**Assigned task**.
From the first line of the records below through the line containing "-- see later)", copy everything exactly and nothing more.

=-=-=

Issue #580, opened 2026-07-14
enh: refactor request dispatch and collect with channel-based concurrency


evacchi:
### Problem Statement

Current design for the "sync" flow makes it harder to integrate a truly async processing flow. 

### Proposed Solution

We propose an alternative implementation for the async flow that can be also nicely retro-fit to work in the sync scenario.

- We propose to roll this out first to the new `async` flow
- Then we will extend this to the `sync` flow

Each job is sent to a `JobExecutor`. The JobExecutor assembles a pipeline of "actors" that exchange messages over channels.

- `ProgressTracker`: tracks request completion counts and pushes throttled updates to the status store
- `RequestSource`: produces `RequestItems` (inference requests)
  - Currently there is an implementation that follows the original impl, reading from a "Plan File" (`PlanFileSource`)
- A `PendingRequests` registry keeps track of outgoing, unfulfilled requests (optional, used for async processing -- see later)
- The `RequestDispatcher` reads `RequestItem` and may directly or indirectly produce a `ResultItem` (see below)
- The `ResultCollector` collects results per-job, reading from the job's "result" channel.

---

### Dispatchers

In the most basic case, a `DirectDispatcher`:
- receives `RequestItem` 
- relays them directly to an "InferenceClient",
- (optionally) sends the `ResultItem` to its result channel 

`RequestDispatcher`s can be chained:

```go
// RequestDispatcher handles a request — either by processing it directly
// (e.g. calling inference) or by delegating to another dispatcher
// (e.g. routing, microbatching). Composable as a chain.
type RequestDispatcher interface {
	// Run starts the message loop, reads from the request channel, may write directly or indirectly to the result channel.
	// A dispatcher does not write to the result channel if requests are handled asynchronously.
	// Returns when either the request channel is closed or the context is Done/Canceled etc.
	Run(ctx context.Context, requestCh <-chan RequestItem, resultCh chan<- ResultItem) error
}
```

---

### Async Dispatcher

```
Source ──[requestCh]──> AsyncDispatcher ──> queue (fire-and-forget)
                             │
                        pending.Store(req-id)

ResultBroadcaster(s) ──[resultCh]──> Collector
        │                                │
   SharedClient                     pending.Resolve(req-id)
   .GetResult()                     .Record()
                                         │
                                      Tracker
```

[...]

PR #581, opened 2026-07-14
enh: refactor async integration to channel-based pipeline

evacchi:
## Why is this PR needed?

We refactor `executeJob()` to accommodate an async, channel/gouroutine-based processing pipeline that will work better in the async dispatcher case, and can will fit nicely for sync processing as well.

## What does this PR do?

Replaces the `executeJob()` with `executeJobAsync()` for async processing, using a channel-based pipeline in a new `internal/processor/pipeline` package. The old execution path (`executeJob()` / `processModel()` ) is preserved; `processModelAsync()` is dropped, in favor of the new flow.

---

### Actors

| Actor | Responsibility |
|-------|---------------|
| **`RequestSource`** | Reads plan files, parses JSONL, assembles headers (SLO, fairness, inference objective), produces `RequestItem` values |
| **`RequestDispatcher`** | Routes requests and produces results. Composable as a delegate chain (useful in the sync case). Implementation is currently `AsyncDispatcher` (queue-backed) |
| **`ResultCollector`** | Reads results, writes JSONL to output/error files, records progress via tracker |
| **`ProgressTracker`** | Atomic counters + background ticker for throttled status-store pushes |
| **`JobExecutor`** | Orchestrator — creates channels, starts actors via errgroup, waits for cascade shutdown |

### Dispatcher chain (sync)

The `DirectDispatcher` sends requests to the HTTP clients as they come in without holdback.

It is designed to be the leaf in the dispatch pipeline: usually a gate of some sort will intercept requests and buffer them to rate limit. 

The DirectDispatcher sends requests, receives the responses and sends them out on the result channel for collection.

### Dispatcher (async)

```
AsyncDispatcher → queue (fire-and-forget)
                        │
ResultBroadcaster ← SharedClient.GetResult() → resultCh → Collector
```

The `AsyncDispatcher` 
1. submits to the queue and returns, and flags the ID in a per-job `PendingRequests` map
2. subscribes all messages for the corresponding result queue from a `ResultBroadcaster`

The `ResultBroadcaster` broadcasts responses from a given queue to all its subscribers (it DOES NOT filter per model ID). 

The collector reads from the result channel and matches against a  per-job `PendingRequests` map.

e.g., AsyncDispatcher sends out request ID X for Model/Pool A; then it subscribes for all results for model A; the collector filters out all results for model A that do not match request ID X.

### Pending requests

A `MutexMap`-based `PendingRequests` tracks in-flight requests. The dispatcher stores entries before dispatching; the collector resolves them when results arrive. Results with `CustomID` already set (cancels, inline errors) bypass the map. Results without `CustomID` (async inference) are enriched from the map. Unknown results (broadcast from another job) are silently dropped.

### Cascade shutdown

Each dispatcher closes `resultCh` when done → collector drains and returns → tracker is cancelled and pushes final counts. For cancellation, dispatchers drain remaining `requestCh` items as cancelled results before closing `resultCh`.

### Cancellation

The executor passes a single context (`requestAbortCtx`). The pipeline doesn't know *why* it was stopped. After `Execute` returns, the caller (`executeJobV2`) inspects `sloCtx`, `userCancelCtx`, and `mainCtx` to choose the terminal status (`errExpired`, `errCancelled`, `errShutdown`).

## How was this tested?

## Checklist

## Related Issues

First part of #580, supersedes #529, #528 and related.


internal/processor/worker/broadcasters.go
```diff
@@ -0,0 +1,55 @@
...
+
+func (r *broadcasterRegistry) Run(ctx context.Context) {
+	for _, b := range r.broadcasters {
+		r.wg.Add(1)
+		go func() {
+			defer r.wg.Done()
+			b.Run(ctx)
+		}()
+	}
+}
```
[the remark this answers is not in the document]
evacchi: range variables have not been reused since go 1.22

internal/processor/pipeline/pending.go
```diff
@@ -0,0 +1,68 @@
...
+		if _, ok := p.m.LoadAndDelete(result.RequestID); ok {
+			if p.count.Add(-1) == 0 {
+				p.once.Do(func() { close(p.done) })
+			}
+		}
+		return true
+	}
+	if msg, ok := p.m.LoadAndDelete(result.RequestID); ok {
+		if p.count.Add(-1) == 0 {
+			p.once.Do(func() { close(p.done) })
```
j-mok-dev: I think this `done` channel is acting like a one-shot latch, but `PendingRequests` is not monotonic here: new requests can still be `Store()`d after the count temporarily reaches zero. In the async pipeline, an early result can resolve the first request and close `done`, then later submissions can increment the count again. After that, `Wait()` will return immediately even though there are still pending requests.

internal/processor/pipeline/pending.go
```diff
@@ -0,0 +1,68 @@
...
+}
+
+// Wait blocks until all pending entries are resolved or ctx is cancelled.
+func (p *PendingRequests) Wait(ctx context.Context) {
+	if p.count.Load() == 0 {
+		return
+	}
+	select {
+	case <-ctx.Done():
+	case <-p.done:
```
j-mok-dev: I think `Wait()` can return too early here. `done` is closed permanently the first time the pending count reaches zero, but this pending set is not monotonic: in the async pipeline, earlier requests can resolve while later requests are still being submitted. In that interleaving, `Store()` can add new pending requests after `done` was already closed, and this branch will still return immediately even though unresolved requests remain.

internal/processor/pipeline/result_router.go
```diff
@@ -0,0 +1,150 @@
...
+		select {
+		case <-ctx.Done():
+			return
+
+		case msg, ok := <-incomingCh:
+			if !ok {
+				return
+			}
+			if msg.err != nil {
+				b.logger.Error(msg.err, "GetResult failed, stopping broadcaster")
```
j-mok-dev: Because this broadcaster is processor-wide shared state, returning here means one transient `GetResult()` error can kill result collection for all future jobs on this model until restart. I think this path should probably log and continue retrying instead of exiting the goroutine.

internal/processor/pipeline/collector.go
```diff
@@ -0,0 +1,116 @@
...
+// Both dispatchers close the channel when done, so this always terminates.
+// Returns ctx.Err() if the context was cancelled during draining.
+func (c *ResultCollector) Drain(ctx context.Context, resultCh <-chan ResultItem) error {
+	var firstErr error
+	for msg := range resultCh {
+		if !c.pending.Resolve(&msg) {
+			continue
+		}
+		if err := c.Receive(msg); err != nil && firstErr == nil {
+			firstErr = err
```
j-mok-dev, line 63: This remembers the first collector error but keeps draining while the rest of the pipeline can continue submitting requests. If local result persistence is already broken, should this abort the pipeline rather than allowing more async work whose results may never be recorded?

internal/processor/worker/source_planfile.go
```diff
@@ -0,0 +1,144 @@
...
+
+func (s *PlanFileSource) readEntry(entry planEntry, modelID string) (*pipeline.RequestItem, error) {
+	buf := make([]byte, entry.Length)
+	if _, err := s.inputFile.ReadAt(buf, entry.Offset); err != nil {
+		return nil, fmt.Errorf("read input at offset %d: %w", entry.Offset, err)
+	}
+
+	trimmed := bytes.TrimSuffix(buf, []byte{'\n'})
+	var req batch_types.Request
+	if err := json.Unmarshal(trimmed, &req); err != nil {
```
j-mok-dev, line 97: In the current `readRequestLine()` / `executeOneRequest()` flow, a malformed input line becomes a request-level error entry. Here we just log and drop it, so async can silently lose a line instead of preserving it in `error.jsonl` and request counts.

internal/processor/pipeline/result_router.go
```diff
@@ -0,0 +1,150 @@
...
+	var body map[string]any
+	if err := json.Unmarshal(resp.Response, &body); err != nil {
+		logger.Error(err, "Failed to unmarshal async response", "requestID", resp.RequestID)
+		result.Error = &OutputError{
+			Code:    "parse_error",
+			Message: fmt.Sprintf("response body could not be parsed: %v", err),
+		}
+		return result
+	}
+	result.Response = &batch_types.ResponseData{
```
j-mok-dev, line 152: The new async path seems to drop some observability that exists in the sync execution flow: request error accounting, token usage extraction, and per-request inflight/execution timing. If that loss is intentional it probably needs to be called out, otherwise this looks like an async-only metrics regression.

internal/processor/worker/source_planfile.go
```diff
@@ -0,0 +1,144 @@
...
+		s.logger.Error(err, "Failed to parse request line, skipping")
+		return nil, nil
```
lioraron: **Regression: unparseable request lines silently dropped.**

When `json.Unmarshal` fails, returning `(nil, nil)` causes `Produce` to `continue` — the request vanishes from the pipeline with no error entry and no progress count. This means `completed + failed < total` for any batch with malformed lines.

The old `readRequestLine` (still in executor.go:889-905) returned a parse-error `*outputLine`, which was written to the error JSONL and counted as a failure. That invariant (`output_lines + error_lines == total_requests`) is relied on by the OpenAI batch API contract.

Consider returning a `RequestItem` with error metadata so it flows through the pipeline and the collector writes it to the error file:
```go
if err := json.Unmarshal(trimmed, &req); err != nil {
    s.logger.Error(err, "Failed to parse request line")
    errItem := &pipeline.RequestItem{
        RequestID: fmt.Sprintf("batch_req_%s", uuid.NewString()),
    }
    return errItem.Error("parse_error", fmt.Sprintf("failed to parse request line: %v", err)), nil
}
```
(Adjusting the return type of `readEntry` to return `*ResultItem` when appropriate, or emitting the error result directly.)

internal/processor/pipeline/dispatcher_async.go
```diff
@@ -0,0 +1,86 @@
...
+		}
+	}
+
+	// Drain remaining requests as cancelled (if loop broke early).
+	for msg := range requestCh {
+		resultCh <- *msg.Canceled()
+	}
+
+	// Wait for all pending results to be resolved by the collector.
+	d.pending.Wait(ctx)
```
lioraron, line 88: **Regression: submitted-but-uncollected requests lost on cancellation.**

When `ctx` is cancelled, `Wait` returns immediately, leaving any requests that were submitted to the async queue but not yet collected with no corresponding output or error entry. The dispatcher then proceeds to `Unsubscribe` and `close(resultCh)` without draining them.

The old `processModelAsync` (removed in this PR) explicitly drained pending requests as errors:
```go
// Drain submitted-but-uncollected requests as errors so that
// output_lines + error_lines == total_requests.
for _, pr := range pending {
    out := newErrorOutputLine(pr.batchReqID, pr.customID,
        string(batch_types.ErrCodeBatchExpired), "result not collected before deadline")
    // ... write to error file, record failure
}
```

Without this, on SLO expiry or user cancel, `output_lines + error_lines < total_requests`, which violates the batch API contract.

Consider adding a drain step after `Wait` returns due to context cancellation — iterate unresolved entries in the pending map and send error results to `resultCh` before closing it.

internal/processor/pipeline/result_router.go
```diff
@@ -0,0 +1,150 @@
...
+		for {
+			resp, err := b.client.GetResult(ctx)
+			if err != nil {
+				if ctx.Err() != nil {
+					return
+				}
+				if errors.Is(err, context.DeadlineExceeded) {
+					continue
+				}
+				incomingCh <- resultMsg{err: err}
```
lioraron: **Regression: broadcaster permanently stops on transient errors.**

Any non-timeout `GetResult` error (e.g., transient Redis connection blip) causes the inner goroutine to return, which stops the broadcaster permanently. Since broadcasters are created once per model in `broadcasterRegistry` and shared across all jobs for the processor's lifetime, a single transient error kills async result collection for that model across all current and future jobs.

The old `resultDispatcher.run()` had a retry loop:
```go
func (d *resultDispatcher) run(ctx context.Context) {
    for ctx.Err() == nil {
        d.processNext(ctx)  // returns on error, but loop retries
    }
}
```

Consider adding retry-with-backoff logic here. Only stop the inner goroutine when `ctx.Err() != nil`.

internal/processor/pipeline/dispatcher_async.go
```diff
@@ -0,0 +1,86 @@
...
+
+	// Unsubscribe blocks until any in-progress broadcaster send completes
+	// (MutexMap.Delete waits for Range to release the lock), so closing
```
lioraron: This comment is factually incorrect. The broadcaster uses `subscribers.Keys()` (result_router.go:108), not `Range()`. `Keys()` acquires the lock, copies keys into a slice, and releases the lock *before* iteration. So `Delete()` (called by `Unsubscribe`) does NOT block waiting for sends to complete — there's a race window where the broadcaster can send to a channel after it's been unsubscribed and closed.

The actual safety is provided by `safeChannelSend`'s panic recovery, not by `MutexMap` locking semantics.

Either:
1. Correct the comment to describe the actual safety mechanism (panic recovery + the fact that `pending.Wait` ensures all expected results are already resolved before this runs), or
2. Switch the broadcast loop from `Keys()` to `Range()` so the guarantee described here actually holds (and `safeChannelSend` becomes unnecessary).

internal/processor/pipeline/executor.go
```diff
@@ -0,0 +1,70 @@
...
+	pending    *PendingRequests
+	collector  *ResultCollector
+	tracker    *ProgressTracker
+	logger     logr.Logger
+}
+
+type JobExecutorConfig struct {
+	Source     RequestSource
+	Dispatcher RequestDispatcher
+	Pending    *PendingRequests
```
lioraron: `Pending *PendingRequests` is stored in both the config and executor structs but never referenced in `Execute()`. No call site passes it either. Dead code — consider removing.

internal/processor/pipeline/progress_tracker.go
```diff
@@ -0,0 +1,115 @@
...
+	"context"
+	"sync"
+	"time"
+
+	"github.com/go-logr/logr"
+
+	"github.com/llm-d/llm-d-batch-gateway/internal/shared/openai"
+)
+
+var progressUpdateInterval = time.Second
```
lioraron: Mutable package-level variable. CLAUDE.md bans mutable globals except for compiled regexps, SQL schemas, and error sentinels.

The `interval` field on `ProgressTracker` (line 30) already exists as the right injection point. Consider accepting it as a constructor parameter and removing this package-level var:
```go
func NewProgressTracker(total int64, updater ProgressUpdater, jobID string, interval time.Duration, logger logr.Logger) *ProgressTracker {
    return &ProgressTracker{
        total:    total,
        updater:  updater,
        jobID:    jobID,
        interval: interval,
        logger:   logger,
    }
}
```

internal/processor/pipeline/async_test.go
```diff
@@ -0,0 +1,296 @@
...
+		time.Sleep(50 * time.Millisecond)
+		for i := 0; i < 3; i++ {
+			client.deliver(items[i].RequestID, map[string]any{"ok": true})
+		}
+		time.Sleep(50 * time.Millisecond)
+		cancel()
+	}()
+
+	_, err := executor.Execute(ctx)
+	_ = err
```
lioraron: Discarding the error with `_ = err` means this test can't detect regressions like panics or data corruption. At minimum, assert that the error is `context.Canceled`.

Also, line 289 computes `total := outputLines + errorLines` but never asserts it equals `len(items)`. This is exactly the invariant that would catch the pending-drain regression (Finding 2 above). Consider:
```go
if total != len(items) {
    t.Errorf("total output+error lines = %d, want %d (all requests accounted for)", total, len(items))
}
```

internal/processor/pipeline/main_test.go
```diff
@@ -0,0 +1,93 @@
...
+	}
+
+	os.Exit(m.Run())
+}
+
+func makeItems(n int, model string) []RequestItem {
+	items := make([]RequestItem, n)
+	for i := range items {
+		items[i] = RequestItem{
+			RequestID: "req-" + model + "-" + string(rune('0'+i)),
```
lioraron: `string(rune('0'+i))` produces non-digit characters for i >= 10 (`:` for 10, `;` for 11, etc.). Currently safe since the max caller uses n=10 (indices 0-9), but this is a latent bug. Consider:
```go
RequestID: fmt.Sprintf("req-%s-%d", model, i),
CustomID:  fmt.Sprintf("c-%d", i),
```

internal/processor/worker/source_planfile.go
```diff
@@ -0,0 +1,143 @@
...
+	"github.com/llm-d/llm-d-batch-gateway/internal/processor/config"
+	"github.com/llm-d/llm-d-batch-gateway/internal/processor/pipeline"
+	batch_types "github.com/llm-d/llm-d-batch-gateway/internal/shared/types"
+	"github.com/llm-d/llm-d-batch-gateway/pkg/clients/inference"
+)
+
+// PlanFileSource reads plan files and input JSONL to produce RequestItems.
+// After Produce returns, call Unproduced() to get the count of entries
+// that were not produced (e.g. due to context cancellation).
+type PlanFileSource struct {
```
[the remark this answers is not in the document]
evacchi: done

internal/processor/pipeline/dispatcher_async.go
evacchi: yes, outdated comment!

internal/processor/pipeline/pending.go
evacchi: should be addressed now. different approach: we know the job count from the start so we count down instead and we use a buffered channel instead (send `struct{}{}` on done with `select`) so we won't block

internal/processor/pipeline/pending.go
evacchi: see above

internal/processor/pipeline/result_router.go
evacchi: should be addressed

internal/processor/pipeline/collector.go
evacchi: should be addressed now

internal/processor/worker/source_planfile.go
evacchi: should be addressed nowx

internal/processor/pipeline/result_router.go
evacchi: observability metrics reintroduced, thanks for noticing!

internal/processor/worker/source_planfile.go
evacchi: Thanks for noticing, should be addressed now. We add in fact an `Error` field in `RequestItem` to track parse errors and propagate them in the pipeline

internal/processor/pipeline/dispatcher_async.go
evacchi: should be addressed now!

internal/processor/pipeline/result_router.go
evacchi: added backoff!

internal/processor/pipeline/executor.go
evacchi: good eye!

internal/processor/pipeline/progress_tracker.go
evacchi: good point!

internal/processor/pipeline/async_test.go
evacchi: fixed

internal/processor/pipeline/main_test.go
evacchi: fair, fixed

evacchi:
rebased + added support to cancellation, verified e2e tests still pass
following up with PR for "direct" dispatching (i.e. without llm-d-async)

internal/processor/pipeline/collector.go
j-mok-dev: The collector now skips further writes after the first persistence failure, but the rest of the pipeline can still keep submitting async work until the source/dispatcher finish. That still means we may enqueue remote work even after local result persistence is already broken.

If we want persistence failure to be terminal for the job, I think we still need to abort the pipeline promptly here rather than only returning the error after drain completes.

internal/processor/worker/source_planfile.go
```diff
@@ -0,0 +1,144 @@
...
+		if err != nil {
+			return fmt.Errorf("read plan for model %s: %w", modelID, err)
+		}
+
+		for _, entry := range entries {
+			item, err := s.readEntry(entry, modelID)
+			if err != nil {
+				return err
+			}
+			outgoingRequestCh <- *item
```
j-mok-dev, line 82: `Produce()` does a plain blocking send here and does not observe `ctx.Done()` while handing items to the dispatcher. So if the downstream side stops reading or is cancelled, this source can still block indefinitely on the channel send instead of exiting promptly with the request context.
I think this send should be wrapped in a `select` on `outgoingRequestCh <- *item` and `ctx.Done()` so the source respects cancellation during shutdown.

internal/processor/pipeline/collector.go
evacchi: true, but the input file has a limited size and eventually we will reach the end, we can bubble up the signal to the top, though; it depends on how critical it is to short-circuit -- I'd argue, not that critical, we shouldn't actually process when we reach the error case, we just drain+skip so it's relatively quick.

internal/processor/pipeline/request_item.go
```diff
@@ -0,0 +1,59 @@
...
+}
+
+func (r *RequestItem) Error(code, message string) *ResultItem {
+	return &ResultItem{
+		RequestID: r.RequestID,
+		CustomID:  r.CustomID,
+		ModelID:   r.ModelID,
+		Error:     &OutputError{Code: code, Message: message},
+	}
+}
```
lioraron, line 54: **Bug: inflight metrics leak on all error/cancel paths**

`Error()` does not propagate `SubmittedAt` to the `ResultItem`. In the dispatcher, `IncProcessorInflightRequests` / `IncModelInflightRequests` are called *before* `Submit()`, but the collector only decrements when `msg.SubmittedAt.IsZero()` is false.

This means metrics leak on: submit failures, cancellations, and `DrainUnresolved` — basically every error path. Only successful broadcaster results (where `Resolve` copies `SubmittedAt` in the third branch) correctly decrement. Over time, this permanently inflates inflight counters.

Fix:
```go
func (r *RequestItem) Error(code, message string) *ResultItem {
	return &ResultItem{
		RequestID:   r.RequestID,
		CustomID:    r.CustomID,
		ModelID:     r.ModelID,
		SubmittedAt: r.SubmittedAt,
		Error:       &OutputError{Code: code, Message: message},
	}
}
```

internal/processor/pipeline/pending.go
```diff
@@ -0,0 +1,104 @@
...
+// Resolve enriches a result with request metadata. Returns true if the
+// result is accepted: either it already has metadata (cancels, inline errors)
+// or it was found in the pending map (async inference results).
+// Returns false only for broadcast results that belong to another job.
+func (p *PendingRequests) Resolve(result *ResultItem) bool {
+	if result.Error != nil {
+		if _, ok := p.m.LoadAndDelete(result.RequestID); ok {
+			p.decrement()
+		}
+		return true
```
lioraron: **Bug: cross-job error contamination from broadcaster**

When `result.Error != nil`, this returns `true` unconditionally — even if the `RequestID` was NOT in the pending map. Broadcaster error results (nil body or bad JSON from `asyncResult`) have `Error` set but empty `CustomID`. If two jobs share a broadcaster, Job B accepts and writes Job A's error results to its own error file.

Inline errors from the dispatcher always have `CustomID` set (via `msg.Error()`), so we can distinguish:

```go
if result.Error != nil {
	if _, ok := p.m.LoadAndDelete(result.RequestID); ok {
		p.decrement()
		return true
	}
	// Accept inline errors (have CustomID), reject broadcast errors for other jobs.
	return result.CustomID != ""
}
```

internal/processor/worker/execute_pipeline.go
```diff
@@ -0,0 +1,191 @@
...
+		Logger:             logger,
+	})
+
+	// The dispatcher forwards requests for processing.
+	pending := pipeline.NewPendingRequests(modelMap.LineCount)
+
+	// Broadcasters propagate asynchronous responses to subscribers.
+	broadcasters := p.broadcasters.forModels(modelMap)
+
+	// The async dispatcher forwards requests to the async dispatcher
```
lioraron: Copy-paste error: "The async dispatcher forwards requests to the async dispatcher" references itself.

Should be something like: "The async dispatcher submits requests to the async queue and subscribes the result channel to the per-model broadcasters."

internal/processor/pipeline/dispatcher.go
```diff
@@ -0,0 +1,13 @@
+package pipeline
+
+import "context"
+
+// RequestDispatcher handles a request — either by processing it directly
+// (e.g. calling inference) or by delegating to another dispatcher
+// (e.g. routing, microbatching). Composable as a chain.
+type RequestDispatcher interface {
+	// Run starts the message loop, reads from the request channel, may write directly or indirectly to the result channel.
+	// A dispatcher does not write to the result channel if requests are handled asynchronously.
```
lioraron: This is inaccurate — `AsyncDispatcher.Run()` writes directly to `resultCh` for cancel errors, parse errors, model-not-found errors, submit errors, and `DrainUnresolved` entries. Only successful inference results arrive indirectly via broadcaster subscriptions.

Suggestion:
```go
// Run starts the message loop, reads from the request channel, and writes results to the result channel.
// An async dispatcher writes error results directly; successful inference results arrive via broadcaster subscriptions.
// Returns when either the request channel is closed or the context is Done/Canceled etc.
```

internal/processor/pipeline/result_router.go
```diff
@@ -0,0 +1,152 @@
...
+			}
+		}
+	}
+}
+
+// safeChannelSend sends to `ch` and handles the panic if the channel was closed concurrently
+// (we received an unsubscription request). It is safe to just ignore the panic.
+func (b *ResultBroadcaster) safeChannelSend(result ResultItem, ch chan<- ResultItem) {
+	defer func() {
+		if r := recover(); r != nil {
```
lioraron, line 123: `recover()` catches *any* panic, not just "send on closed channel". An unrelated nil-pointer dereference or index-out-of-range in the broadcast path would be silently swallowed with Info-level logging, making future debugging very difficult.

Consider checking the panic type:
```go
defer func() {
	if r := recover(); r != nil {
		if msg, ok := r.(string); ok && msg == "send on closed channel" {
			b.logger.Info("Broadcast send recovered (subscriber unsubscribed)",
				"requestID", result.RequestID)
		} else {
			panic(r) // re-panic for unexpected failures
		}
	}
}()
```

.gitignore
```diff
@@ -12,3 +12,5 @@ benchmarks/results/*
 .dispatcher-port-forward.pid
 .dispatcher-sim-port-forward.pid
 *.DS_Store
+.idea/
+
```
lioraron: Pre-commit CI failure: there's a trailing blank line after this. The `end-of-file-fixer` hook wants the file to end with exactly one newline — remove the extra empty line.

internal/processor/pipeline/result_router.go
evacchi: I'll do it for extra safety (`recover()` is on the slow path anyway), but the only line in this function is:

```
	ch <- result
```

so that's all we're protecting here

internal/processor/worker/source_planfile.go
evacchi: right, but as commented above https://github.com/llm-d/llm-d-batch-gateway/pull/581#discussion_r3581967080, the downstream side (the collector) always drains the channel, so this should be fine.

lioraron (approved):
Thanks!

=-=-=

**Written reply**.
Issue #580, opened 2026-07-14
enh: refactor request dispatch and collect with channel-based concurrency


evacchi:
### Problem Statement

Current design for the "sync" flow makes it harder to integrate a truly async processing flow. 

### Proposed Solution

We propose an alternative implementation for the async flow that can be also nicely retro-fit to work in the sync scenario.

- We propose to roll this out first to the new `async` flow
- Then we will extend this to the `sync` flow

Each job is sent to a `JobExecutor`. The JobExecutor assembles a pipeline of "actors" that exchange messages over channels.

- `ProgressTracker`: tracks request completion counts and pushes throttled updates to the status store
- `RequestSource`: produces `RequestItems` (inference requests)
  - Currently there is an implementation that follows the original impl, reading from a "Plan File" (`PlanFileSource`)
- A `PendingRequests` registry keeps track of outgoing, unfulfilled requests (optional, used for async processing -- see later)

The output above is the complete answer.